Russians are also turning to more extreme forms of objection as peaceful protests have been predictably ignored or repressed. In Ryazan, a city southeast of Moscow, a Russian man set himself on fire at a bus station whilst shouting slogans against the war, and his impending participation in it.

Recruitment offices have been set on fire or attacked. Video released by Russian media outlet Mash shows a station wagon ramming the entrance of an office in the Volgograd district, before the driver lights and tosses several Molotov cocktails through the doors and windows of the building. Pictures published the next morning show the office was heavily damaged.

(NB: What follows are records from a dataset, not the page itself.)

PR #241, opened 2025-01-16
Randomize shop slots for Hollow Knight

mail-liam:
This PR takes the existing shop allocations, leaves 1 guaranteed for each shop, and allocates the rest to `ExtraShopSlots`, which get distributed randomly to all shops.

### DIFF
--- a/games/Hollow Knight.yaml
+++ b/games/Hollow Knight.yaml
@@ -95,16 +95,16 @@ Hollow Knight:
   RandomCharmCosts: -2
   MinimumEggPrice: 1
   MaximumEggPrice: 10
-  EggShopSlots: 5
-  SlyShopSlots: 8
-  SlyKeyShopSlots: 6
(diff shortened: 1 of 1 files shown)


dafatman922:
Async helper big's suggestion:

Allow the extra shop slots to be variable (suggestion: random-range-middle-30-50)

There is also the fact that Salubra technically has 2 shops, and as a result using this method will blost Salubra a little bit. This can be resolved by not using extra shop slots, and just randomizing each individual shop's count. I'll leave it up to you whether or not that's something you want to do

mail-liam:
I'm not sure how well the item/location balance is for this HK - is it an issue if the low end is rolled in that case?

I hear you on Salubra, but I'm fine to run it with these settings once to get some data on if it's an _issue_ per se. Salubra already has the most checks in vanilla, so it's not that far from the baseline experience.

PR #242, opened 2025-01-16
Enable costsanity for Hollow Knight

mail-liam:
Vanilla cost weights have been left as-is. They can be tweaked later with player feedback.
Considered adding a 3/1/1 split of off/shops_only/on,, but figured I'd leave it simple for now.

### DIFF
--- a/games/Hollow Knight.yaml
+++ b/games/Hollow Knight.yaml
@@ -109,14 +109,15 @@ Hollow Knight:
   SplitMothwingCloak: 'random'
   SplitMantisClaw: 'random'
   CostSanity:
-    off: 3
+    off: 4
+    shops_only: 1
     on: 1
   CostSanityHybridChance: 10
   CostSanityEggWeight: 1
-  CostSanityGrubWeight: 1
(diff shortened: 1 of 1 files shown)


dafatman922:
Async helper big here

This looks alright, everything I will say is mostly up to you;

Suggestion: decrease the weight of eggs specifically, because they are a bit unintuitive, and maybe also slightly decrease the weight of geo.

As well, I like the idea of adding a bit of shops_only. Your specific ratio brought up also tackles my other suggestion which is increasing the possibility of costsanity. 4/1/1 might be a bit better though

mail-liam:
Sounds good to me! I wavered between 1/3 and 1/4 originally. so that seems like a good compromise (I know it's preferable to aim a little higher to increase multiple option rolls on a given slot).

I doubled the chances of every other currency, which puts the egg chance at ~4.3%. LMK if you think that's ok to start with.

mail-liam:
Actually maybe I should just adjust the whole cost options to be out of a pool of 100 to make it easier to reason about.

PR #244, opened 2025-01-16
KH2 - Add Aerial Recovery to start inventory

Nidoskull:
This was discussed in the Dec/Jan Post Async Discussion thread.


Nidoskull:
whoops this is a dupe of #238 actually

PR #247, opened 2025-01-18
Update Pokemon Red and Blue.yaml

ArashiKurobara:
As of 0.5.1 trainersanity is no longer all or nothing; tweaked the trigger for "both dex- and trainersanity" to make the trainersanity most likely partial. Weights and range bounds modeled off the dexsanity values (full trainersanity is 317 so did similar proportions out of 317 as dexsanity does out of 151).

Additionally removed blind trainers values from the triggers as trainers with checks now ignore the setting entirely, making the option there superfluous.

### DIFF
--- a/games/Pokemon Red and Blue.yaml
+++ b/games/Pokemon Red and Blue.yaml
@@ -177,7 +177,6 @@ Pokemon Red and Blue:
         Pokemon Red and Blue:
           trainersanity: full
           dexsanity: disabled
-          blind_trainers: 0
           exp_modifier: 
             16: 50
             32: 25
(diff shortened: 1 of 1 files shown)


ArashiKurobara:
... actually I realized right after making the pull that dexsanity used to be a percentage and is now a count, so the trigger as it was was probably 30%-100% range (i.e. ~45 to 151 Pokemon) rather than 30-100 Pokemon.

On the other hand, since the range options only appear in the trigger that turns *both* sanities on, I think keeping the range dialed back a little bit kinda works? They do both still have the chance to roll full even in that trigger anyway.

PR #257, opened 2025-01-24
TUNIC: 0.6.0 options

ScipioWright:
Additional Combat Logic adds logic to most areas for stat upgrades, magic weapons, and other stuff like that. I figure pushing it to this rate is probably fine for now since if someone doesn't want it and there's no slots without it, they wouldn't mind taking one with it since they can just play as if it was off anyway.

I put the Grass Rando line there because I'm pretty sure you don't want it, but if you do want it, it's easier to adjust it. With grass rando on and local_fill set to default, it'll place 95% of a tunic grass rando world's filler items across tunic grass rando worlds. That 5% left is ~300 items, which will be mostly grass. And local_fill can be increased up to 98% to further reduce grass in the pool to ~120 items per world. But also it spams the fuck out of the text client and I could see that being annoying.
So, up to you there.

### DIFF
--- a/games/TUNIC.yaml
+++ b/games/TUNIC.yaml
@@ -1,7 +1,7 @@
 TUNIC:
   # column order for the spreadsheet:
   # Start with Sword | Keys Behind Bosses | Hexagon Quest | Gold Hexagons Required | Percentage of Extra Hexagons | Entrance Rando | Fewer Shops | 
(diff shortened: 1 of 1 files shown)


dafatman922:
big approves

dafatman922:
I don't know how much you're worried about the sheet order, but breakable shuffle is not included in your list at the top. Otherwise this is fine

PR #260, opened 2025-02-23
Removal of MC and StS

ScootyPuffJr1:


ScootyPuffJr1:
This will not happen unless these worlds are removed from core.

PR #261, opened 2025-03-03
Aquaria - Change skip_first_vision

palex00:
There is no reason for it to be false. It just saves time.

### DIFF
--- a/games/Aquaria.yaml
+++ b/games/Aquaria.yaml
@@ -50,7 +50,7 @@
 
   skip_first_vision: true
 
-  local_items: ["Energy form"]
+  local_items: ["Energy Form"]
   
   triggers:
     - option_category: null
--- a/games/Aquaria.yaml
+++ b/games/Aquaria.yaml
@@ -48,7 +48,7 @@
     'false': 1
     'true': 1
 
-  skip_first_vision: false
+  skip_first_vision: true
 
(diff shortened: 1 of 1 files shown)


tioui:
When I created the file, ScootyPuffJr1 told me that the runs did not need to be fast. So, I did not try to save time. But then again, I don't have anything against it either.

tioui (approved):

ScootyPuffJr1:
Yaml does not roll. Seems to be a problem with Energy Form.

tioui:
> Yaml does not roll. Seems to be a problem with Energy Form.

That's... quite strange. This option should not change anything related to Energy Form. I will try to check what's not right (but tomorow; tonight, I can't).

games/Aquaria.yaml
```diff
@@ -48,7 +48,7 @@
     'false': 1
     'true': 1
 
-  skip_first_vision: false
+  skip_first_vision: true
 
   local_items: ["Energy form"]
```
tioui, line 53: Since the next Big Async will use Archipelago 0.6.0, it will be necessary to change "Energy form" by "Energy Form" (capital F)
```suggestion
  local_items: ["Energy Form"]
```

palex00:
@ScootyPuffJr1 It is fixed, may I request re-review?

PR #50, opened 2015-01-08
Add OpenStack host model doc

Ladas:
Adding openstack host model doc, describing what collumns
will be filled by attributes available from OpenStack Ironic
service.


blomquisg:
This is great!  I'm sure others can fill in more details re: VmWare and other providers.  But, this is fantastic!

PR #55, opened 2015-02-11
Add Rails cops to rubocop

Fryguy:


Fryguy:
Related to ManageIQ/manageiq#1633

PR #59, opened 2015-02-16
Membership can only be checked if you're in the organization.

jrafanie:
Followup to #56 

cc @brandondunne @Fryguy


brandondunne:
:+1:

Arson is also said to count as more than a symbolic gesture: Some observers have pointed out that the Russian army still largely relies on paper records, which would likely be destroyed in any fire. The Volgograd attack was far from an isolated event, according to Meduza, which claims 11 military enlistment offices and 6 administrative buildings have been set ablaze in Russia since the start of mobilization.

The furor occurs against a backdrop of increasing discontent against the hastily implemented mobilization policy, whose critics include hawks and regime loyalists. Margarita Simonyan, head of Russian state media outlet RT, complained that mobilization officers were “infuriating people, as if on purpose, as if out of spite, … as if they’d been sent by Kyiv,” while also grumbling that mobilization papers were being handed out to those too old or sick for military service. Vladimir Solovyov, host of Russian state television’s flagship talk show and another prominent Kremlin mouthpiece, called for those responsible for the botched roll-out of the policy to be shot.

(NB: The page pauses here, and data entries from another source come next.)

PR #61, opened 2015-03-03
Add Methods Available for Automation Guide

kallimachos:
Removed downstream content and converted to AsciiDoc for upstream.

### DIFF
--- a/Methods_Available_for_Automation/Methods_Available_for_Automation.adoc
+++ b/Methods_Available_for_Automation/Methods_Available_for_Automation.adoc
@@ -8,11 +8,10 @@ Methods Available for Automation
 // asciidoc -a toc -n -a toclevels=3 Methods_Available_for_Automation.ad
 
 .Abstract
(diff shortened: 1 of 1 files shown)


mfeifer:
Great to see this.  Need to replace all CloudForms Management Engine/CFME instances (as shown in abstract) with ManageIQ.
Also, I thought that this was going in manageiq/manageiq_docs repo.  Guides repo is for developer doc, but then again, this might be better here.  Willing to discuss @Fryguy @xav-rh John Hardy?

kallimachos:
@mfeifer, I think you are right about the repos.  ManageIQ/guides looks like it is aimed at people who want to develop ManageIQ rather than use it, so the Methods guide should probably be in ManageIQ/manageiq_docs.
At any rate, I've replaced all CloudForms Management Engine/CFME instances with ManageIQ.  I'll submit a new pull request with the changes when we confirm which repo the guide should live in.

Fryguy:
This belongs in https://github.com/ManageIQ/manageiq_docs

PR #66, opened 2015-03-12
Use rake evm:compile_assets.

roliveri:
Updated scripts to use evm:compile_assets instead of rake assets:precompile.


roliveri:
@Fryguy please review.

PR #68, opened 2015-04-29
Update to the external authentication guide to mention the new --ipadomain option.

abellotti:
Update to the external authentication guide to mention the new --ipadomain when installing IPA from the CLI.


abellotti:
Thanks @mfeifer, updated and pushed.

PR #70, opened 2015-05-07
Store generated data locally on the appliance.

roliveri:
Modified scripts to prevent generated data from being stored on
the MAC via shared folders.


roliveri:
@jrafanie please review.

Anger at mobilization has been stoked by recently conscripted Russian men who have published footage of the dire conditions and decrepit equipment they’ve been issued with on social media. One widely shared video shows new recruits inspecting issued AKM assault rifles, which are covered in rust both externally and internally, appearing to be barely functional. Training barracks are shown to be in a substandard state, with conscripts being made to sleep on filthy mattresses with no bedding.

Other Russians have been complaining that their conscripted relatives have been sent immediately to the front, with little or none of the promised training. In the city of Lipetsk, the wife of a recently mobilized man told Russian media that her husband and 1,000 other men had been given just one day’s training before being sent to join the 237th Tank Regiment, currently fighting in Ukraine.

“There comes a point, as Gorbachev found out,” said Goble, “when using repression is like throwing water at a grease fire — the fire spreads.”